My predictions for the 2016-17 Premier League

This year I am participating in Simon Gleave‘s Premier League prediction competition. It is an interesting initiative, as both statistical models and and more informal approaches are compared.

Last time I participated in something like this was midway trough the last Premier League season for statsbomb.com’s compilation. This time, however, the predictions are made before the first match has been played. To be honest, I think it is futile to try to model and predict an unplayed season since any model based only on previous results will necessarily reproduce what has already happened. This approach will work OK for predicting the result of the next couple of matches midway trough a season, but making predictions for the start of a season is really hard since the teams have brought inn some new players and gotten rid of other and perhaps also changed managers and so on. And not to forget that we also try predict results 9 months into the future.

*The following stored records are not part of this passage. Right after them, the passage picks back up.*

Issue #472, opened 2017-08-02
Feature request: disable


maasha:
It would be grand if there was an option to disable the dropzone entirely, so that it only renders, but has no functionality. That is useful for tasks done in a particular order - to have the dropzone disabled until some configuration steps on the webpage are complete.

okonet:
Great feature request. Do you want to work on this?

maasha:
I have limited experience with Javascript and have no insight into how react-dropzone works - it should surely be something quick to do for someone who have her mind wrapped around the code already. I'd be happy to test.

kainanaina:
Where can I find information about minimal browser support?

trinhngocdieu:
[Zalo Chat](http://chat.zalo.me)

okonet:
@kainanaina how is your question related to this issue?

okonet:
Thanks @oieduardorabelo for working on this! This is now implemented in https://github.com/react-dropzone/react-dropzone/pull/473

PR #473, opened 2017-08-03
Feature: Add disable prop

oieduardorabelo:

- [ ] bugfix
- [x] feature
- [ ] refactoring / style
- [ ] build / chore
- [ ] documentation

- [ ] Not relevant

- [ ] Not relevant

**Summary**

feat request in https://github.com/okonet/react-dropzone/issues/472, be able to  to disable the dropzone entirely

hey @okonet , just one idea to implement #472


src/index.js
```diff
@@ -410,6 +424,11 @@ Dropzone.propTypes = {
   disableClick: PropTypes.bool,
 
   /**
+ * Enable/disable the dropzone entirely
+ */
+  disableDropzone: PropTypes.bool,
```
okonet: Let's rename the prop to `disabled` to conform the DOM API: https://developer.mozilla.org/en-US/docs/Web/HTML/Element/button

src/index.js
```diff
@@ -344,7 +356,8 @@ class Dropzone extends React.Component {
       style: { display: 'none' },
       multiple: supportMultiple && multiple,
       ref: this.setRefs,
-      onChange: this.onDrop
+      onChange: this.onDrop,
+      disabled: disableDropzone
```
okonet: After the prop is renamed, let's put it after the `accept` one using the shorthand notation.

src/index.js
```diff
@@ -66,6 +69,14 @@ class Dropzone extends React.Component {
     document.body.onfocus = null
   }
 
+  composeHandlers(handler, target) {
```
okonet: Since this is only called in the constructor and it returns `null`, this won't react to the change of the prop. We'll need to add a test for this (change from disabled to enabled state and check that events are being fired).

okonet:
Thanks for working on it!

jacksonrayhamilton:
Thanks @oieduardorabelo for adding this!  And just in time, as our product just started needing this functionality, as well.  :smile:

oieduardorabelo:
hey @okonet,

- I've moved the compose fn to the render and added tests for the react lifecycle updates
- I also exposed `disabledStyle` and `disabledClassName`, you know, stylesss! (maybe the default `opacity` isn't a good idea? anyway, up to you)

jacksonrayhamilton:
@okonet Can we expect a release with this feature soon?

okonet:
See https://github.com/react-dropzone/react-dropzone/releases/tag/v4.1.0

It wasn't in /releases since I've moved the repo to another organization and some semantic-release functions were fucked up.

jacksonrayhamilton:
Ah, missed that.  Thanks!

PR #476, opened 2017-08-07
Set autocomplete="off" on input attribute

### LINKED ISSUE #475: Maybe disable auto complete on input element by default

- [x] I found a bug

Firefox throws a SecurityError. I think the reason for this is [described here](https://stackoverflow.com/a/37972457/931860). Basically, I think Firefox tries to set the input element's value which throws the error. When I pass `{ autoComplete: 'off' }` to Dropzone in the `inputProps` the problem goes away.

1. Drop a file or pick one using the file UI
2. Refresh the browser

No error

Firefox 54.0.1 Windows

Thanks for the great component, btw. :)

dominic-p:
Fixes #475.

Note that because `inputAttributes` is placed after user provided `inputProps` when they are merged, users will not be able to override this setting. Since, I can't imagine why someone would want this behavior, this way makes more sense and keeps the code clean.

- [x] bugfix
- [ ] feature
- [ ] refactoring / style
- [ ] build / chore
- [ ] documentation

- [ ] Not relevant

- [x] Not relevant

**Summary**

**Other information**


okonet:
Thanks!

PR #487, opened 2017-08-30
[WIP] Enabling keyboard navigation / Accessibility fixes

holloway:
This is a Work In Progress and I'd just like feedback on the approach before proceeding.

Rather than the other related issues that suggest a top-level `<button>` this just uses a different technique to hide the input (`width:0, height:0, overflow:hidden`) which is keyboard navigable. It also adds a new focusable style and className override like the other events.

- [ ] bugfix
- [X] feature
- [ ] refactoring / style
- [ ] build / chore
- [ ] documentation

- [X] Not yet!

I will add tests if you agree with the basic approach that I've made.

- [X] Not relevant

**Summary**

The existing UI isn't keyboard navigable, and this improves accessibility.

https://github.com/react-dropzone/react-dropzone/issues/161
https://github.com/react-dropzone/react-dropzone/pull/336
https://github.com/react-dropzone/react-dropzone/issues/408

No, it should be a seamless upgrade, although it needs cross-browser testing.

**Other information**

### DIFF
--- a/src/index.js
+++ b/src/index.js
@@ -23,6 +23,8 @@ class Dropzone extends React.Component {
     this.onDragOver = this.onDragOver.bind(this)
     this.onDragStart = this.onDragStart.bind(this)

When May comes and my predictions are completely wrong, I am not going to be embarrassed.

Last time I wanted to use the Conway-Maxwell-Poisson model, but I did not get it to work when I included data from several seasons plus data from the Championship. I still did not get it to work properly, but this time I tried a different approach to estimate the parameters. I ended up using a two-step approach, where I first estimate the attack and defense parameters with the independent Poisson model, and then, keeping those parameters fixed, I estimated the dispersion parameter by itself.

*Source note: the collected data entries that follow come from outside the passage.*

PR #510, opened 2017-09-27
Add es2015 module build

anajavi:

- [ ] bugfix
- [ ] feature
- [ ] refactoring / style
- [X] build / chore
- [ ] documentation

- [ ] Not relevant

- [X] Not relevant

**Summary**

Adds build for es2015 modules. This enables Webpack 3 to do scope hoisting and tree shaking. In my application this saves 3338 bytes before gzipping.

In order to application benefit from this build with webpack, module transformations must be disabled in applications babel configuration. For example:
```
"presets": [["env",{ "modules": false }], "react"]
```

Closes https://github.com/react-dropzone/react-dropzone/issues/496

No.

**Other information**

The .babelrc file has same config three times, this should be fixable when babel 7 is released.


.babelrc
```diff
@@ -1,4 +1,19 @@
 {
-  "presets": ["env", "react", "stage-1"],
-  "plugins": ["add-module-exports"]
+  "env": {
+    "development": {
```
okonet: Can we remove this code duplication by using `es5` and `es6` as `BABEL_ENV` explicitly?

package.json
```diff
@@ -2,17 +2,21 @@
   "name": "react-dropzone",
   "description": "Simple HTML5 drag-drop zone with React.js",
   "main": "dist/index.js",
+  "module": "dist/es/index.js",
   "scripts": {
     "ci": "git-cz",
     "clean": "rimraf ./dist",
-    "build": "npm run clean && webpack",
+    "build": "npm run clean && webpack && npm run build:es",
```
okonet: So here we'd add `BABEL_ENV=es5`

.babelrc
rkmarks: good call out! I missed that on my initial review

anajavi:
The problem with that is that then we have to prepend every script in package.json with either one. This is because if babel does not find BABEL_ENV, it will use NODE_ENV. The only thing babel does for default is to use "development" env if none is specified.

And the second problem that I just checked is, that the variable doesn't pass to second command on line. For example this one causes babel to build with "development" env, which makes commonjs modules:
```
"build:es": "BABEL_ENV=es echo test && babel ./src --out-dir ./dist/es --ignore spec.js"
```

Actually the current master branch has problem too, this line builds with correct NODE_ENV, but jest is run with empty NODE_ENV causing the test target to be in src:
```
"prepublish": "NODE_ENV=production npm run build && jest"
```

I know it is ugly to define the same line several times, but there doesn't seem to better options available until babel 7. Babel 7 has js config in .babelrc.js, where these settings can be merged.

anajavi:
I tested building with babel 7. Here's a config that works with it:
```javascript
//.babelrc.js
const configs = {
  "es5": {
    "presets": ["env", "react", "stage-1"],
    "plugins": ["add-module-exports"]
  },
  "es6": {
    "presets": [["env",{ "modules": false }], "react", "stage-1"]
  }
}

module.exports = function(api) {
  if(api && api.cache) api.cache(false)
  return "es6" === process.env.BABEL_ENV ? configs["es6"] : configs["es5"]
}
```
 
Funnily enough, with Babel 6 the following .babelrc lets us use the new config.
```javascript
{
  "presets": ["./.babelrc.js"]
}
```

However, I had lots of strange caching problems with Babel 6 before arriving with this config. Also, the new config API is not documented anywhere yet.  It is probably too brittle to use now.

package.json
```diff
@@ -2,17 +2,21 @@
...
     "start": "styleguidist server",
     "styleguide": "styleguidist build",
     "test": "npm run eslint:src && jest --coverage && npm run size",
+    "test:es": "JEST_TARGET=../dist/es/index jest --coverage",
+    "test:umd": "JEST_TARGET=../dist/index jest --coverage",
     "eslint:src": "eslint ./src ./examples ./*.js",
     "commitmsg": "commitlint -e",
     "precommit": "lint-staged",
-    "prepublish": "NODE_ENV=production npm run build && jest",
+    "prepublish": "NODE_ENV=production npm run build && npm run test:umd && npm run test:es",
```
okonet: I'm also wondering if we should keep testing compiled targets. I know I'm the person who introduced that but with this PR it makes kind'a awful and I'm not sure it has enough value since Babel should be well-tested. Thoughts?

anajavi: I have recently had my share of broken npm dependencies.

One still had Flow types in transpiled output, other one was published as an application not a commonjs nor umd module. And one had React embedded in output, making it kind of big..

So I am pro target testing at the moment :)

anajavi:
Is there still something to address, or can this be considered complete?

.babelrc
```diff
@@ -1,4 +1,19 @@
...
+      "presets": ["env", "react", "stage-1"],
```
okonet: One question just popped my mind: do we still need `stage-1` when using `env` preset? If so, what for?

package.json
okonet: I'd prefer we have 2 separate `build` scripts: `build:umd` and `build:es` to make the intent clear.

`build:umd` would be `NODE_ENV=production webpack`

package.json
okonet: So here we could drop the `NODE_ENV` thing.

.babelrc
anajavi: I have never used that preset. The documentation of env says:
"Without any configuration options, babel-preset-env behaves exactly the same as babel-preset-latest (or babel-preset-es2015, babel-preset-es2016, and babel-preset-es2017 together)."

I think that the stage-1 is only needed, if there is some code that depend on current stage-1 propositions.

package.json
anajavi: I'll do this and get back to you

.babelrc
okonet: Yeah, I think stage-1 was needed for rest-spread. I'm wondering how env will transpile it, though.

anajavi: env preset does not yet transpile object-rest-spread. I am using the following:
```
plugins: ["transform-object-rest-spread"]
```
I think that makes it more definitive.

PR #517, opened 2017-10-13
fix: Add null check for node in onDocumentDrop

### LINKED ISSUE #492: onDocumentDrop causes an error in IE
On first drop - all is Ok.
When I drop file second time without page refresh in Internet Explorer 11 - 2 requests are sent: one with an empty file, the second with a normal file.

pcgilday:

- [x] bugfix

- [x] Not relevant

**Summary**

- Protect calling `this.node.contains` when `this.node` is null
- Fix IE11 bug where `onDocumentDrop` gets called with null `this.node` ref

closes #492

### DIFF
--- a/src/index.js
+++ b/src/index.js
@@ -71,7 +71,7 @@ class Dropzone extends React.Component {
   }
 
   onDocumentDrop(evt) {
-    if (this.node.contains(evt.target)) {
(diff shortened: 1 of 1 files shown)


okonet:
Thanks for working on it!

To fit the model I used Premier League data from the 2010-11 season to the 2015-16 season. I also included data from the 2015-16 season of the Championship (including the playoff) to be able to get some information on the promoted teams. I used the Dixon-Coles weighting scheme with \(\xi = 0.0019\). I used a separate parameter for home field advantage for Premier League and the Championship. I also used separate dispersion parameters for the two divisions.

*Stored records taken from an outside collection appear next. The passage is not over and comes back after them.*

PR #525, opened 2017-10-25
fix: click on dropzone not working on Safari 10.1

izadmehr:
Change triggering click on the input to label with for attribute

- [x] bugfix
- [ ] feature
- [ ] refactoring / style
- [ ] build / chore
- [ ] documentation

- [x] Not relevant

- [x] Not relevant

**Summary**

The click event does not trigger on Safari 10.1. This is due to a security restriction. 

https://github.com/react-dropzone/react-dropzone/issues/522

No
**Other information**

### DIFF
--- a/src/index.js
+++ b/src/index.js
@@ -252,6 +252,7 @@ class Dropzone extends React.Component {
   setRefs(ref) {
     this.fileInputEl = ref
   }
+
   /**
    * Open system file upload dialog.
    *
@@ -286,6 +287,7 @@ class Dropzone extends React.Component {
       multiple,
       name,
       rejectClassName,
+      disableClick,
       ...rest
     } = this.props
 
@@ -363,12 +365,10 @@ class Dropzone extends React.Component {
       multiple: supportMultiple && multiple,
       ref: this.setRefs,
       onChange: this.onDrop,
-      autoComplete: 'off',
-      id: 'selectFile'
+      autoComplete: 'off'
     }
 
     const labelAttributes = {
-      htmlFor: 'selectFile',
       style: {
         width: '100%',
         height: '100%',
@@ -399,6 +399,15 @@ class Dropzone extends React.Component {
     ]
     const divProps = { ...props }
     customProps.forEach(prop => delete divProps[prop])
+    const childContainer = (
+      <div>
+        <input
+          {...inputProps /* expand user provided inputProps first so inputAttributes override them */}
+          {...inputAttributes}
+        />
+        {this.renderChildren(children, isDragActive, isDragAccept, isDragReject)}
+      </div>
+    )
 
     return (
       <div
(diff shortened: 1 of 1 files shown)


src/index.js
```diff
@@ -364,7 +363,18 @@ class Dropzone extends React.Component {
       multiple: supportMultiple && multiple,
       ref: this.setRefs,
       onChange: this.onDrop,
-      autoComplete: 'off'
+      autoComplete: 'off',
+      id: 'selectFile'
```
okonet: What happens if user have multiple dropboxes on a single page?

okonet: We should generate unique IDs here.

src/index.js
```diff
@@ -404,7 +414,9 @@ class Dropzone extends React.Component {
         ref={this.setRef}
         aria-disabled={disabled}
       >
-        {this.renderChildren(children, isDragActive, isDragAccept, isDragReject)}
+        <label {...labelAttributes}>
```
okonet: I'm wondering if `label` should become the main container instead of `div`? Will it have any styling implications?

izadmehr:
The `for` attribute worked just on `label`, we can't change it to `div`. I check it, it adds no more styling. For having more than one drop-zone, the `id` and `for` attribute removed, and input moved to the label as a child.

src/index.js
```diff
@@ -367,6 +368,15 @@ class Dropzone extends React.Component {
       autoComplete: 'off'
     }
 
+    const labelAttributes = {
+      style: {
+        width: '100%',
+        height: '100%',
+        margin: 0,
+        cursor: 'pointer'
```
okonet: Not sure about this one especially without a way to customize it. Please remove cursor styling for now to make it non-breaking change.

src/index.js
```diff
@@ -404,11 +423,7 @@ class Dropzone extends React.Component {
         ref={this.setRef}
         aria-disabled={disabled}
       >
-        {this.renderChildren(children, isDragActive, isDragAccept, isDragReject)}
-        <input
-          {...inputProps /* expand user provided inputProps first so inputAttributes override them */}
-          {...inputAttributes}
-        />
+        {disableClick ? childContainer : <label {...labelAttributes}>{childContainer}</label>}
```
okonet: Is there a way to always render the same HTML but prevent clicking using JS?

okonet:
Some tests are failing. Please update tests so I can test this branch.

rohit-ravikoti:
Hi,
Is this being worked on? We are having the same issues where our users can't select files on ios 10.1 devices.

rkmarks:
It looks to have stalled @rohit-ravikoti if you are familiar w/ the fix you can open a PR as well. @izadmehr are you still working on this? if so can you please fix the failing tests so we can test this branch.

PR #528, opened 2017-11-08
feat: add childrenProps

matttti:

- [ ] bugfix
- [x] feature
- [ ] refactoring / style
- [ ] build / chore
- [ ] documentation

- [ ] Not relevant

- [x] Not relevant

**Summary**

Additionally to internal props like `isDragActive` or the state, i think it is useful to also pass custom props to a children function. In my particular use case, I want to re-use the function in several places, but also want to apply custom labels and styling to the content.

No

**Other information**

### DIFF
--- a/src/index.js
+++ b/src/index.js
@@ -266,8 +266,8 @@ class Dropzone extends React.Component {
   renderChildren = (children, isDragActive, isDragAccept, isDragReject, childrenProps) => {
     if (typeof children === 'function') {
       return children({
-        ...this.state,
         ...childrenProps,
+        ...this.state,
         isDragActive,
         isDragAccept,
         isDragReject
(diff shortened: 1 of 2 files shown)


okonet:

I estimated the dispersion parameter for the Premier League to be 1.103, about the same as I previously estimated in some individual Premier League seasons, indicating some underdispersion in the goals. Interestingly, the dispersion parameter for the Championship was only 1.015.

Anyway, here are my projected league table with expected (or average) point totals. This is completely based on the model, I have not done any adjustments to it.

Team Points
Manchester City 73.70
Arsenal 69.73
Leicester City 64.12
Manchester United 63.95
Chelsea 63.84
Tottenham 62.53
Southampton 60.51
Liverpool 60.37
Everton 51.48
West Ham 51.12
Middlesbrough 46.30
Swansea 44.59
Burnley 44.20
Stoke City 42.99
Hull 42.49
Crystal Palace 41.33
Watford 41.23
Sunderland 39.83
West Bromwich Albion 39.21
Bournemouth 36.37

2 thoughts on “My predictions for the 2016-17 Premier League

  1. Hi, thanks for your post. I would like to ask you something about your methodology in predicting future events.
    You have used your model and some previous data from Premier League and Championship. This gives you a model containing a superset of teams.

    let’s say that you have 40 teams in your trained model, and now you want to predict the next year’s standings, using 20 out of these 40 teams. How to do do that?
    did you manually get all the offence/defence params for these 20 teams, plus the extra home factors, manually program the double Poisson for instance, and then run your simulations?

    • To make predictions I basically just look up the parameters and plug them into the formula for the Poisson intensity. For an entire season it is easy, since every team plays each other twice. Then it is just a matter of predicting the outcome of all combinations. But otherwise you would need a table with the remaining fixtures. And yes i used simulations.